(ASSIGNMENT): Copy the data below exactly.
(DATA TO PROCESS Opens)
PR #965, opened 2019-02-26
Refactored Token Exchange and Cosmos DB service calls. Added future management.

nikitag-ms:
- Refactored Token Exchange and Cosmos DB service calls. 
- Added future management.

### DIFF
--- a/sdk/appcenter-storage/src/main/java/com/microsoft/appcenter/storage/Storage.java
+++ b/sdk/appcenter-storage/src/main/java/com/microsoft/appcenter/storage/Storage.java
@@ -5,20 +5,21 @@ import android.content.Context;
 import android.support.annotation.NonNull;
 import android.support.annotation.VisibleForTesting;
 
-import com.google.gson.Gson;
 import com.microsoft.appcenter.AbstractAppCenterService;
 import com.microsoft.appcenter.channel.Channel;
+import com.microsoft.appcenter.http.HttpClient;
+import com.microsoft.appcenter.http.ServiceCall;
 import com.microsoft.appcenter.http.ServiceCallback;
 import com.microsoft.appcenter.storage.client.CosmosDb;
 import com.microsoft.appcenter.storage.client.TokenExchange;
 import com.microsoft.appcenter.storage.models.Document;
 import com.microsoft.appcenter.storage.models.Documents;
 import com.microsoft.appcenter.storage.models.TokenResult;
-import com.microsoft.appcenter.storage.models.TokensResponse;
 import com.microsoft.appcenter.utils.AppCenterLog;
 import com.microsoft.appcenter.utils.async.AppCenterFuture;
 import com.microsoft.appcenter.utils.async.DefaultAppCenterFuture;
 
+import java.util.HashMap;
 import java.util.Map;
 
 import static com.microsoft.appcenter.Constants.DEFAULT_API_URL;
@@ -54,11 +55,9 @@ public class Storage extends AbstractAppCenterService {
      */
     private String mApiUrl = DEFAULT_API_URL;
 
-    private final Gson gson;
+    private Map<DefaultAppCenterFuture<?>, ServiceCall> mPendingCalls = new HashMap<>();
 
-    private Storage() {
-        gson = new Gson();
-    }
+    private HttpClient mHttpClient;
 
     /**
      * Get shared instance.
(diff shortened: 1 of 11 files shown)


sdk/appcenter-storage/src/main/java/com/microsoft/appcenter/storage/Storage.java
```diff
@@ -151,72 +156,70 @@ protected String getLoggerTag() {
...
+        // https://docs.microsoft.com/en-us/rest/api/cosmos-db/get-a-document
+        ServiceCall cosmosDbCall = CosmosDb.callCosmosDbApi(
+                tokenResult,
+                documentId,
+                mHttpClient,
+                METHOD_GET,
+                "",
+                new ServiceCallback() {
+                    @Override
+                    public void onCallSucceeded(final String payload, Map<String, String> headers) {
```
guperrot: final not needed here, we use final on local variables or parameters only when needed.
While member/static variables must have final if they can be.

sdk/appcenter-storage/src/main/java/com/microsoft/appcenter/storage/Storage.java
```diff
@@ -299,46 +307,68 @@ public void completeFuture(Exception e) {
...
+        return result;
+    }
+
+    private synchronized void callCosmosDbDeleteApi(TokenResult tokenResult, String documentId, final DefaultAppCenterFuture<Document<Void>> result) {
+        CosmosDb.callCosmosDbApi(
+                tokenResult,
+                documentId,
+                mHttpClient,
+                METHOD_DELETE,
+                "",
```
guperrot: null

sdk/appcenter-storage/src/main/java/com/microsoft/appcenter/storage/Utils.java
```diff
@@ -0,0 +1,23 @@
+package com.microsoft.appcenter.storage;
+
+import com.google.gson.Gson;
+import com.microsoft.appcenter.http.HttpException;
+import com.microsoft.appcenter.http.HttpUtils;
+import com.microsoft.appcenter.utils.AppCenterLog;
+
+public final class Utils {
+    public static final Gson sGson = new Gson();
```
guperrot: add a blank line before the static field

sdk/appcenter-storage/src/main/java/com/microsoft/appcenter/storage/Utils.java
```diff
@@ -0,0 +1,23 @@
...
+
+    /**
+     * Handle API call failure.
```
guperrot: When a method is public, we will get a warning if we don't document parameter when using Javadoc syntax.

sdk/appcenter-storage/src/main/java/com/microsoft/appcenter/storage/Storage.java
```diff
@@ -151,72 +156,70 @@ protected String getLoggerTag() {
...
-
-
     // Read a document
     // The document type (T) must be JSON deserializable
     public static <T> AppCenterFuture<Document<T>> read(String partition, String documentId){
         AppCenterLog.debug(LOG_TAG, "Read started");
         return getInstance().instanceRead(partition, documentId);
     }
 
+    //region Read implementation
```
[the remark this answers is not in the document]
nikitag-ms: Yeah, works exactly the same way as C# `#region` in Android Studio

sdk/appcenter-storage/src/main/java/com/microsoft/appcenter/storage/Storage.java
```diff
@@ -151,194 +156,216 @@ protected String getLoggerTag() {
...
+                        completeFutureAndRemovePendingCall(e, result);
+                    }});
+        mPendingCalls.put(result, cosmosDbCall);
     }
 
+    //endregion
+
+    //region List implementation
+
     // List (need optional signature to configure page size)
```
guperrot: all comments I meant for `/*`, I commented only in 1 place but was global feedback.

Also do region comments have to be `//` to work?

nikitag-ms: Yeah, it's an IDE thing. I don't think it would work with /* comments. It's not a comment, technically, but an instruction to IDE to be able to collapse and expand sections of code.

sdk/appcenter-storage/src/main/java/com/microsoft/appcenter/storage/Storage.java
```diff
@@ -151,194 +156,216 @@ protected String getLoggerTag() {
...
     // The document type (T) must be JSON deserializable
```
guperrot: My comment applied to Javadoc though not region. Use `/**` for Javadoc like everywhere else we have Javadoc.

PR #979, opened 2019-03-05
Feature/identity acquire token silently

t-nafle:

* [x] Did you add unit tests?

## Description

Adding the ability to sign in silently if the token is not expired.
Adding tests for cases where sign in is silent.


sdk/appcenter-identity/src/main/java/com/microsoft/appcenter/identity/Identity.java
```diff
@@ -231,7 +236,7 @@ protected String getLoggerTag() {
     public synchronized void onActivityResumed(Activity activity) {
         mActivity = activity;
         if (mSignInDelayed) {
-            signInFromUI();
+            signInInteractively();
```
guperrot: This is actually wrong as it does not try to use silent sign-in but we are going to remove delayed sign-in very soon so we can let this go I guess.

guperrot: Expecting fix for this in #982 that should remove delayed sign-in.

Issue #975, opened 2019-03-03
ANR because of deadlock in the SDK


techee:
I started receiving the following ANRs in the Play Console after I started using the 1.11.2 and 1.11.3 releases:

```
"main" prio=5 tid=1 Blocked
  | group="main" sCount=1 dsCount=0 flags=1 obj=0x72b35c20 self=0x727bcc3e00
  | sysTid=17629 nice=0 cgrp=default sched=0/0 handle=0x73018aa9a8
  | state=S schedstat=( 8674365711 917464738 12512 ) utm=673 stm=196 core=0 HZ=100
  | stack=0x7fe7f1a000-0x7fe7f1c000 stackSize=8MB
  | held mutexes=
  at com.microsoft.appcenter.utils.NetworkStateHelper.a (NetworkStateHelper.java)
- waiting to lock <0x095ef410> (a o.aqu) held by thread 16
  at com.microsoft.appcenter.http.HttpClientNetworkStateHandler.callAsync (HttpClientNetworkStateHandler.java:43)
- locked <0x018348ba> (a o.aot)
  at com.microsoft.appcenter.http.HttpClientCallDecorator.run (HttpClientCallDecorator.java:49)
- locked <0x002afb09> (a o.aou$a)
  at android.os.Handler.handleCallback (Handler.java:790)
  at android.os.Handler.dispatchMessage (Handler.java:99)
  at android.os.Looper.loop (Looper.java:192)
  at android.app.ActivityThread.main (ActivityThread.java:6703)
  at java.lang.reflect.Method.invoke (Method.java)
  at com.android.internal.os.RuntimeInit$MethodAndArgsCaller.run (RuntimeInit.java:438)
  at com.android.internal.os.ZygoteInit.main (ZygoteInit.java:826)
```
(DATA TO PROCESS Closes)
(FINAL ANSWER):
PR #965, opened 2019-02-26
Refactored Token Exchange and Cosmos DB service calls. Added future management.

nikitag-ms:
- Refactored Token Exchange and Cosmos DB service calls. 
- Added future management.

### DIFF
--- a/sdk/appcenter-storage/src/main/java/com/microsoft/appcenter/storage/Storage.java
+++ b/sdk/appcenter-storage/src/main/java/com/microsoft/appcenter/storage/Storage.java
@@ -5,20 +5,21 @@ import android.content.Context;
 import android.support.annotation.NonNull;
 import android.support.annotation.VisibleForTesting;
 
-import com.google.gson.Gson;
 import com.microsoft.appcenter.AbstractAppCenterService;
 import com.microsoft.appcenter.channel.Channel;
+import com.microsoft.appcenter.http.HttpClient;
+import com.microsoft.appcenter.http.ServiceCall;
 import com.microsoft.appcenter.http.ServiceCallback;
 import com.microsoft.appcenter.storage.client.CosmosDb;
 import com.microsoft.appcenter.storage.client.TokenExchange;
 import com.microsoft.appcenter.storage.models.Document;
 import com.microsoft.appcenter.storage.models.Documents;
 import com.microsoft.appcenter.storage.models.TokenResult;
-import com.microsoft.appcenter.storage.models.TokensResponse;
 import com.microsoft.appcenter.utils.AppCenterLog;
 import com.microsoft.appcenter.utils.async.AppCenterFuture;
 import com.microsoft.appcenter.utils.async.DefaultAppCenterFuture;
 
+import java.util.HashMap;
 import java.util.Map;
 
 import static com.microsoft.appcenter.Constants.DEFAULT_API_URL;
@@ -54,11 +55,9 @@ public class Storage extends AbstractAppCenterService {
      */
     private String mApiUrl = DEFAULT_API_URL;
 
-    private final Gson gson;
+    private Map<DefaultAppCenterFuture<?>, ServiceCall> mPendingCalls = new HashMap<>();
 
-    private Storage() {
-        gson = new Gson();
-    }
+    private HttpClient mHttpClient;
 
     /**
      * Get shared instance.
(diff shortened: 1 of 11 files shown)


sdk/appcenter-storage/src/main/java/com/microsoft/appcenter/storage/Storage.java
```diff
@@ -151,72 +156,70 @@ protected String getLoggerTag() {
...
+        // https://docs.microsoft.com/en-us/rest/api/cosmos-db/get-a-document
+        ServiceCall cosmosDbCall = CosmosDb.callCosmosDbApi(
+                tokenResult,
+                documentId,
+                mHttpClient,
+                METHOD_GET,
+                "",
+                new ServiceCallback() {
+                    @Override
+                    public void onCallSucceeded(final String payload, Map<String, String> headers) {
```
guperrot: final not needed here, we use final on local variables or parameters only when needed.
While member/static variables must have final if they can be.

sdk/appcenter-storage/src/main/java/com/microsoft/appcenter/storage/Storage.java
```diff
@@ -299,46 +307,68 @@ public void completeFuture(Exception e) {
...
+        return result;
+    }
+
+    private synchronized void callCosmosDbDeleteApi(TokenResult tokenResult, String documentId, final DefaultAppCenterFuture<Document<Void>> result) {
+        CosmosDb.callCosmosDbApi(
+                tokenResult,
+                documentId,
+                mHttpClient,
+                METHOD_DELETE,
+                "",
```
guperrot: null

sdk/appcenter-storage/src/main/java/com/microsoft/appcenter/storage/Utils.java
```diff
@@ -0,0 +1,23 @@
+package com.microsoft.appcenter.storage;
+
+import com.google.gson.Gson;
+import com.microsoft.appcenter.http.HttpException;
+import com.microsoft.appcenter.http.HttpUtils;
+import com.microsoft.appcenter.utils.AppCenterLog;
+
+public final class Utils {
+    public static final Gson sGson = new Gson();
```
guperrot: add a blank line before the static field

sdk/appcenter-storage/src/main/java/com/microsoft/appcenter/storage/Utils.java
```diff
@@ -0,0 +1,23 @@
...
+
+    /**
+     * Handle API call failure.
```
guperrot: When a method is public, we will get a warning if we don't document parameter when using Javadoc syntax.

sdk/appcenter-storage/src/main/java/com/microsoft/appcenter/storage/Storage.java
```diff
@@ -151,72 +156,70 @@ protected String getLoggerTag() {
...
-
-
     // Read a document
     // The document type (T) must be JSON deserializable
     public static <T> AppCenterFuture<Document<T>> read(String partition, String documentId){
         AppCenterLog.debug(LOG_TAG, "Read started");
         return getInstance().instanceRead(partition, documentId);
     }
 
+    //region Read implementation
```
[the remark this answers is not in the document]
nikitag-ms: Yeah, works exactly the same way as C# `#region` in Android Studio

sdk/appcenter-storage/src/main/java/com/microsoft/appcenter/storage/Storage.java
```diff
@@ -151,194 +156,216 @@ protected String getLoggerTag() {
...
+                        completeFutureAndRemovePendingCall(e, result);
+                    }});
+        mPendingCalls.put(result, cosmosDbCall);
     }
 
+    //endregion
+
+    //region List implementation
+
     // List (need optional signature to configure page size)
```
guperrot: all comments I meant for `/*`, I commented only in 1 place but was global feedback.

Also do region comments have to be `//` to work?

nikitag-ms: Yeah, it's an IDE thing. I don't think it would work with /* comments. It's not a comment, technically, but an instruction to IDE to be able to collapse and expand sections of code.

sdk/appcenter-storage/src/main/java/com/microsoft/appcenter/storage/Storage.java
```diff
@@ -151,194 +156,216 @@ protected String getLoggerTag() {
...
     // The document type (T) must be JSON deserializable
```
guperrot: My comment applied to Javadoc though not region. Use `/**` for Javadoc like everywhere else we have Javadoc.

PR #979, opened 2019-03-05
Feature/identity acquire token silently

t-nafle:

* [x] Did you add unit tests?

## Description

Adding the ability to sign in silently if the token is not expired.
Adding tests for cases where sign in is silent.


sdk/appcenter-identity/src/main/java/com/microsoft/appcenter/identity/Identity.java
```diff
@@ -231,7 +236,7 @@ protected String getLoggerTag() {
     public synchronized void onActivityResumed(Activity activity) {
         mActivity = activity;
         if (mSignInDelayed) {
-            signInFromUI();
+            signInInteractively();
```
guperrot: This is actually wrong as it does not try to use silent sign-in but we are going to remove delayed sign-in very soon so we can let this go I guess.

guperrot: Expecting fix for this in #982 that should remove delayed sign-in.

Issue #975, opened 2019-03-03
ANR because of deadlock in the SDK


techee:
I started receiving the following ANRs in the Play Console after I started using the 1.11.2 and 1.11.3 releases:

```
"main" prio=5 tid=1 Blocked
  | group="main" sCount=1 dsCount=0 flags=1 obj=0x72b35c20 self=0x727bcc3e00
  | sysTid=17629 nice=0 cgrp=default sched=0/0 handle=0x73018aa9a8
  | state=S schedstat=( 8674365711 917464738 12512 ) utm=673 stm=196 core=0 HZ=100
  | stack=0x7fe7f1a000-0x7fe7f1c000 stackSize=8MB
  | held mutexes=
  at com.microsoft.appcenter.utils.NetworkStateHelper.a (NetworkStateHelper.java)
- waiting to lock <0x095ef410> (a o.aqu) held by thread 16
  at com.microsoft.appcenter.http.HttpClientNetworkStateHandler.callAsync (HttpClientNetworkStateHandler.java:43)
- locked <0x018348ba> (a o.aot)
  at com.microsoft.appcenter.http.HttpClientCallDecorator.run (HttpClientCallDecorator.java:49)
- locked <0x002afb09> (a o.aou$a)
  at android.os.Handler.handleCallback (Handler.java:790)
  at android.os.Handler.dispatchMessage (Handler.java:99)
  at android.os.Looper.loop (Looper.java:192)
  at android.app.ActivityThread.main (ActivityThread.java:6703)
  at java.lang.reflect.Method.invoke (Method.java)
  at com.android.internal.os.RuntimeInit$MethodAndArgsCaller.run (RuntimeInit.java:438)
  at com.android.internal.os.ZygoteInit.main (ZygoteInit.java:826)
```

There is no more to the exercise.